··· TASK INPUTS
PR #3788, opened 2015-04-06
(PUP-4373) Windows ADSI User groups property should behave similarly to Groups members property

ferventcoder:
Previously, when specifying a user's groups, the names were compared
as strings and needed to be an exact match. The group resource uses
SIDs when comparing the users, so the user resource should mimic that
behavior.

Without this change casing and names must match exactly and can 
produce erroneous results.

With this change, the comparison will be by SIDs so it will allow for
the following when a user is a member of Administrators and Users
groups:

```puppet
user { 'tim':
  ensure => present,
  groups => ['BUILTIN\Administrators','users'],
}
```

Groups members can also be set to an empty list and the user's groups will
report that it does but will not make the changes. Allow that the user groups to
be set to an empty list so that group's members and user's groups behavior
······
INSTRUCTIONS FOR THE TASK: Answer with one number, namely the count of lines in the entries that include the word "will".

ANSWER BOX: 3